- [Required action]:
Reproduce, exactly, the lines of the material below from the line containing "PR #187, opened 2026-04-25" through the line containing "- All generators", with both end lines included and nothing else.

- - - - -

PR #185, opened 2026-04-23
Add internal generators to the sdk-gen command

zerovox:
Adds generators for the Zod schemas, and generation of the Internal schemas (the union schemas across all current versions, for the "potential" superset shape of a given record in a yjs document)


packages/document-schema/type-gen/src/utils/schema/generateVersionedZodFromSchema.ts
```diff
@@ -0,0 +1,345 @@
...
+        return `z.array(${convertFieldTypeToInternalZod(fieldType.items)})`;
+      }
+      return "z.array(z.unknown())";
+    case TypeKind.BOOLEAN:
+      return "z.boolean()";
+    case TypeKind.DOUBLE:
+      return "z.number()";
+    case TypeKind.OPTIONAL:
+      if (fieldType.item) {
+        return convertFieldTypeToInternalZod(fieldType.item);
```
yota88: i _think_ we need to add optional here `${convertFieldTypeToZodSchema(fieldType.item, ...)}.optional()`; instead of on line 174, if we have a nested array field for example, those optional items in array won't get optional appended.

packages/document-schema/type-gen/src/utils/schema/generateVersionedZodFromSchema.ts
```diff
@@ -0,0 +1,345 @@
...
+  // Generate record schemas first (unions may depend on them)
+  for (const [exportName, item] of Object.entries(schema)) {
+    if (!isRecordSchema(item)) continue;
+
+    const zodSchemaName = versionedSchemaName(exportName, version);
+    const typeName = versionedTypeName(exportName, version);
+    const fieldLines: string[] = [];
+
+    for (const [fieldName, fieldType] of Object.entries(item.fields)) {
+      if (fieldType.type === TypeKind.OPTIONAL) {
```
yota88: per comment above, i think this only appends optional at top level, not nested?

packages/document-schema/type-gen/src/utils/schema/generateInternalFromSchema.ts
```diff
@@ -0,0 +1,429 @@
...
+      return "string";
+    case TypeKind.DOUBLE:
+      return "number";
+    case TypeKind.MEDIA_REF:
+      return "string";
+    case TypeKind.OBJECT_REF:
+      return "string";
+    case TypeKind.OPTIONAL:
+      if (fieldType.item) {
+        return convertTypeToTypeScript(fieldType.item);
```
yota88: same optional issue as below in generateVersioned..?

packages/document-schema/type-gen/src/utils/schema/generateVersionedZodFromSchema.ts
```diff
@@ -0,0 +1,345 @@
...
+    case TypeKind.BOOLEAN:
+      return "z.boolean()";
+    case TypeKind.DOUBLE:
+      return "z.number()";
+    case TypeKind.OPTIONAL:
+      if (fieldType.item) {
+        return convertFieldTypeToInternalZod(fieldType.item);
+      }
+      return "z.unknown()";
+    case TypeKind.STRING:
```
yota88: nit: similar to generateInternal, collapse with the others below

packages/document-schema/type-gen/src/utils/schema/generateVersionedZodFromSchema.ts
```diff
@@ -0,0 +1,345 @@
...
+
+  const zodSchemas = new Map<number, string>();
+
+  for (const { version, schema: versionSchema } of chain) {
+    if (version < minVersion) continue;
+
+    zodSchemas.set(version, generateZodSchemasForVersion(version, versionSchema));
+  }
+
+  const internalSchema = generateInternalZodSchema(chain);
```
yota88: is generating this internalSchema necessary vs the generateInternalSchemaContent version? this one appears not to be used in the handler, only for snapshot testing?

zerovox: You're totally correct, this isn't output atm. I'll drop it, it seems duplicate.

packages/document-schema/type-gen/src/utils/schema/generateVersionedZodFromSchema.ts
zerovox: Yeah, let me add a test case to cover this, and fix it.

packages/document-schema/type-gen/src/utils/schema/__tests__/__snapshots__/generateInternalFromSchema/nested-optionals.snap
```diff
@@ -0,0 +1,76 @@
...
+// ============================================================
+
+/* Generated by @palantir/pack.document-schema.type-gen@0.8.0 */
+
+/** Internal representation containing all fields across all schema versions. */
+export interface Config__Internal {
+  readonly label?: string | undefined;
+  readonly matrix: readonly (readonly (number | undefined)[])[];
+  readonly pointCloud: readonly (readonly (readonly number[] | undefined)[])[];
+  readonly tags: readonly (string | undefined)[];
```
zerovox, line 12: Test cases for the nested optionals here

packages/document-schema/type-gen/src/utils/schema/__tests__/__snapshots__/generateInternalFromSchema/nested-optionals.snap
```diff
@@ -0,0 +1,76 @@
...
+}
+
+// ============================================================
+// _internal/migrations.ts
+// ============================================================
+
+/* Generated by @palantir/pack.document-schema.type-gen@0.8.0 */
+
+import type {
+  UnionUpgradeRegistry,
```
zerovox: Looks like we _always_ import these types, even if we end up without a union. We could maybe optimize this and be smarter about only including necessary imports

packages/document-schema/type-gen/src/utils/schema/generateInternalFromSchema.ts
```diff
@@ -0,0 +1,437 @@
...
+
+/**
+ * Generate _internal/migrations.ts content.
+ */
+function generateMigrations(
+  allRecordModels: Map<string, RecordModelInfo>,
+  latestSchema: RuntimeSchema,
+): string {
+  let output = GENERATED_FILE_HEADER;
+  output +=
```
yota88: re: your comment on unnecessary imports, can just add here:

`  const hasRecords = allRecordModels.size > 0;
  const hasUnions = Object.values(latestSchema).some(isUnionSchema);

  const imports: string[] = [];
  if (hasRecords) imports.push("UpgradeRegistry");
  if (hasUnions) imports.push("UnionUpgradeRegistry");

  if (imports.length > 0) {
    output += `import type { ${imports.join(", ")} } from "@palantir/pack.document-schema.model-types";\n\n`;
  }`

packages/document-schema/type-gen/src/utils/schema/generateInternalFromSchema.ts
```diff
@@ -0,0 +1,437 @@
...
+      // Fields added in this version
+      const addedFields = new Map<
+        string,
+        { derivedFrom: string[]; forwardSource: string; default?: unknown }
+      >();
+      for (const fieldName of currFields) {
+        if (!prevFields.has(fieldName)) {
+          addedFields.set(fieldName, {
+            derivedFrom: [],
+            forwardSource: "() => undefined",
```
yota88: we need to check for non-additive fields too right? e.g. when a field has derivedFrom and forwardSource populated?

yota88 (approved):

PR #187, opened 2026-04-25
Always use the IR as intermediary between builders and SDK/Zod/Wire

zerovox:
- All generators now work from IRealTimeDocumentSchema — the pipeline is SchemaDefinition → IR → generated code
- Removed tests that covered cases not supported by the IR, such as nested arrays. If we decide to support in the IR, we can revert commit eea0768bf6224f05aafd9f18510cbace8ba7c8d3 to bring this back.


packages/document-schema/type-gen/src/lib/pack-docschema-api/pack-docschema-ir/fieldValueUnion.ts
zerovox, line 1: Looks like we'd need to make an addition to the types defined in our backend for this

packages/document-schema/type-gen/src/lib/pack-docschema-api/pack-docschema-ir/fieldValueUnion.ts
```diff
@@ -27,6 +28,11 @@ import type { IFieldValueText } from "./fieldValueText.js";
 import type { IFieldValueUnmanagedJson } from "./fieldValueUnmanagedJson.js";
 import type { IFieldValueUserRef } from "./fieldValueUserRef.js";
 
+export interface IFieldValueUnion_Array {
+  readonly "array": IFieldTypeCollection;
+  readonly "type": "array";
+}
```
zerovox: we must remove.

packages/document-schema/type-gen/src/utils/ir/convertIrToWireSchema.ts
```diff
@@ -136,6 +136,8 @@ function convertFieldValueType(value: IFieldValueUnion): FieldValueType {
 
 function convertFieldValueUnion(value: IFieldValueUnion): FieldValueUnion {
   switch (value.type) {
+    case "array":
+      throw new Error("Nested arrays are not supported in wire schema format");
```
zerovox: we must remove.

packages/document-schema/type-gen/src/utils/ir/generateZodSchemasFromIr.ts
```diff
@@ -393,6 +393,9 @@ class ZodSchemaGenerator {
       case "userRef":
         return "z.string()"; // Assume these are string IDs
 
+      case "array":
+        throw new Error("Nested arrays are not supported in IR Zod generation from wire schemas");
```
zerovox: we must remove.

packages/document-schema/type-gen/src/utils/ir/irFieldHelpers.ts
```diff
@@ -0,0 +1,480 @@
...
+): string {
+  switch (fieldType.type) {
+    case "array": {
+      const inner = convertFieldValueToZodSchema(fieldType.array.value, ir, version);
+      const optSuffix = fieldType.array.allowNullValue ? ".optional()" : "";
+      return `z.array(${inner}${optSuffix})`;
+    }
+    case "map":
+    case "set":
+      throw new Error(`${fieldType.type} is not yet supported in Zod generation`);
```
zerovox, line 106: As above, tracked in: https://github.com/palantir/pack/issues/189

packages/document-schema/type-gen/src/utils/schema/__tests__/generateInternalFromSchema.test.ts
```diff
@@ -55,4 +57,23 @@ describe("generateInternalFromSchema", () => {
...
     );
   });
+
+  it("nested union schema generates upgrade registries for all variant targets", async () => {
+    const result = generateInternalFromSchema(nestedUnionSchema);
+    // Entity's "livingBeing" variant points at the LivingBeing union.
+    // The upgrade registry must include this entry so runtime dispatch works.
+    expect(result.upgrades).toContain("EntityUpgrades");
+    expect(result.upgrades).toContain("\"livingBeing\": \"LivingBeing\"");
+    expect(result.upgrades).toContain("LivingBeingUpgrades");
```
zerovox: convert to snapshot test for consistency

packages/document-schema/type-gen/src/utils/schema/__tests__/__snapshots__/generateInternalFromSchema/nested-optionals.snap
```diff
@@ -7,8 +7,7 @@
 /** Internal representation containing all fields across all schema versions. */
 export interface Config__Internal {
   readonly label?: string | undefined;
-  readonly matrix: readonly (readonly (number | undefined)[])[];
-  readonly pointCloud: readonly (readonly (readonly number[] | undefined)[])[];
+  readonly scores: readonly (number | undefined)[];
```
zerovox, line 10: This test case (nested arrays) is not supportable via the IR at present, so the test was simplified to just a basic array-of-optionals

packages/document-schema/type-gen/src/utils/ir/irFieldHelpers.ts
```diff
@@ -0,0 +1,431 @@
...
+export function convertFieldTypeToTypeScript(
+  fieldType: IFieldTypeUnion,
+  version?: number,
+): string {
+  switch (fieldType.type) {
+    case "array":
+      return `readonly ${convertCollectionValueToTypeScript(fieldType.array, version)}[]`;
+    case "map":
+    case "set":
+      throw new Error(`${fieldType.type} is not yet supported in TypeScript generation`);
```
zerovox, line 39: As a follow up, we should track adding Set/Map to the schema builders, and to the SDK more generally. I've filed an issue to track this: https://github.com/palantir/pack/issues/189

<details>
<summary>Claude summary of the state of Set/Map</summary>
The map and set variants exist in the IR type system (IFieldTypeUnion has IFieldTypeUnion_Map and IFieldTypeUnion_Set) because the IR mirrors the Foundry backend wire types, which do support maps and sets. The old unversioned generators (generateZodSchemasFromIr.ts) already handle them — map becomes z.record(), set becomes z.array().

But neither the TS schema builders (@palantir/pack.schema) nor the YAML step parser can produce map or set types today. The P.TypeKind enum has no MAP or SET entries, and convertTypeToFieldTypeUnion only sees what the schema builders can produce. So in practice, the throws in irFieldHelpers.ts are unreachable from the gen-types pipeline — the IR entries flowing through that code can only have array or value
because convertSchemaToIr can only produce those two.

The throws would only fire if someone constructed an IRealTimeDocumentSchema with map/set fields by hand (or from the backend via JSON) and then passed it through the gen-types generators instead of the existing unversioned generators. That's not a supported path today.

These are not existing bugs and they're not new regressions — they're defensive exhaustiveness guards for IR variants that the gen-typespipeline cannot currently produce. The unversioned IR generators (generateZodSchemasFromIr.ts, generateModelsFromIr.ts) handle map/set
because they consume IR from the YAML/backend path. The new versioned generators in irFieldHelpers.ts only consume IR built from defineSchema() builders, which can't express maps or sets.

If/when P.Map and P.Set are added to the schema builders, those throws become the compile-error-equivalent that forces the generators to be updated — which is exactly what they're there for.
</details>

packages/document-schema/type-gen/src/utils/schema/runtimeSchema.ts
```diff
@@ -14,61 +14,6 @@
  * limitations under the License.
  */
```
yota88, line 16: maybe just rename the file to something like `nameFormatters` since this doesn't have the runtime schema types now?

yota88 (approved):

PR #190, opened 2026-04-30
Split versioned IR tasks

zerovox:


packages/document-schema/type-gen/src/utils/schema/resolveSchemaChain.ts
```diff
@@ -51,16 +68,35 @@ function collectVersionedIrChain(input: SchemaDefinition): VersionedIrEntry[] {
...
+  migrations: VersionMigrations | undefined,
+): SerializedVersionMigrations | undefined {
+  if (migrations == null) return undefined;
+  const result: SerializedVersionMigrations = {};
+  for (const [modelKey, fields] of Object.entries(migrations)) {
+    const fieldEntries: Record<string, SerializedFieldMigration> = {};
+    for (const [fieldName, migration] of Object.entries(fields)) {
+      fieldEntries[fieldName] = {
+        derivedFrom: [...migration.derivedFrom],
+        forwardSource: migration.forward.toString(),
```
zerovox, line 84: I'm going to leave this for now, but I think we'll want to remove the `forward` lens definition out of the schema builder (having serialized JS in the schema IR seem less than ideal), and instead have users register these at runtime.

packages/document-schema/type-gen/src/commands/schema/schemaGenTypesHandler.ts
```diff
@@ -14,152 +14,26 @@
  * limitations under the License.
  */
```
yota88: is this handler necessary now that we go from IR -> SDK? do we want to still give users this additional schema -> SDK direct option, or perhaps less confusing if we just enable one path (schema > IR > SDK) to ensure everything funnels through there?

packages/document-schema/type-gen/src/utils/schema/resolveSchemaChain.ts
yota88: makes sense, can you add this to issues afterwards?

packages/document-schema/type-gen/src/commands/schema/schemaIrHandler.ts
```diff
@@ -0,0 +1,49 @@
...
+  await fs.ensureDir(path.dirname(outputPath));
+
+  const payload = {
+    __comment: GENERATED_JSON_COMMENT,
+    latestVersion,
+    chain,
+  };
+  await fs.writeFile(outputPath, JSON.stringify(payload, null, 2) + "\n", "utf8");
+
+  consola.success(`Wrote IR chain (${chain.length} version(s)) to: ${outputPath}`);
```
yota88, line 60: can you add a comment somewhere that clarifies this difference between this IR chain vs the legacy/original IR schema? i can add issue to update our IR -> asset generation to account for this new format, which it looks like we'll just have to take the latestVersion -> find the appropriate VersionedIrEntry's ir json and use that to generate the asset file.

packages/document-schema/type-gen/src/commands/schema/schemaGenTypesHandler.ts
```diff
@@ -14,152 +14,26 @@
...
-  consola.info("Generating index barrel export...");
-  const indexContent = generateIndexFromSchema(schema, minSupportedVersion);
-  const indexPath = path.join(resolvedOutputDir, "index.ts");
-  await fs.writeFile(indexPath, indexContent, "utf8");
-  consola.success(`Generated index: ${indexPath}`);
+  const { input, output: outputDir } = options;
 
-  // Generate models.ts with version metadata
-  consola.info("Generating model metadata...");
-  const modelMetadata = generateModelMetadataFromSchema(schema, minSupportedVersion);
```
yota88, line 153: doesn't look like we're using `generateIndexFromSchema, generateVersionsFromSchema, generateModelMetadataFromSchema, generateScopeFromSchema` either do we still need these? looks like all the write paths go through the `writeAllSdkFiles` -> -Chain methods now.

packages/document-schema/type-gen/src/utils/schema/resolveSchemaChain.ts
zerovox: https://github.com/palantir/pack/issues/191

yota88 (approved):

PR #192, opened 2026-04-30
Add Versioned Template, later to replace the Unversioned one.

zerovox:
Adds a new SDK generator template, for generating a Versioned SDK. Adding a new template, with the intention of removing the old one later once we've migrated usage over.


packages/sdkgen/sdkgen-pack-versioned-template/src/transformer.ts
```diff
@@ -0,0 +1,32 @@
...
+  options: Record<string, unknown>;
+}
+
+export default function transformer(
+  schema: unknown,
+  context: TransformerContext,
+): unknown {
+  return {
+    ...(typeof schema === "object" && schema != null ? schema : {}),
+    answers: context.answers,
```
yota88: is this transformer redundant, or at least the answers field here? the contextBuilder appears to already contain answers https://github.com/palantir/pack/blob/3c7a9f39d595ebcde8d52c6ce3c92c001817f57a/packages/sdkgen/sdkgen-cli/src/commands/create.ts#L158

yota88 (approved):
just small comment

PR #178, opened 2014-11-17
Updated required ruby version in readme to 2.1.2

hklebs:


jywarren:
Hi hklebs - just confirming you've seen that we've included a GPLv3 license in the latest release; we'd described it as GPLv3 since the beginning but did not have a license file.

PR #201, opened 2015-02-11
first stab at uploading images via data url; useful for some external apps

jywarren:
This is not ready for merge; it's not working yet. But for setting up the ability to post images from Infragram.org, this would be nice.


jywarren:
Crap, that was a mistake.

jywarren:
I had meant to close this, to be opened later again if the feature is picked back up. My bad; reverted.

- - - - -

- [Solution to this task]:
PR #187, opened 2026-04-25
Always use the IR as intermediary between builders and SDK/Zod/Wire

zerovox:
- All generators now work from IRealTimeDocumentSchema — the pipeline is SchemaDefinition → IR → generated code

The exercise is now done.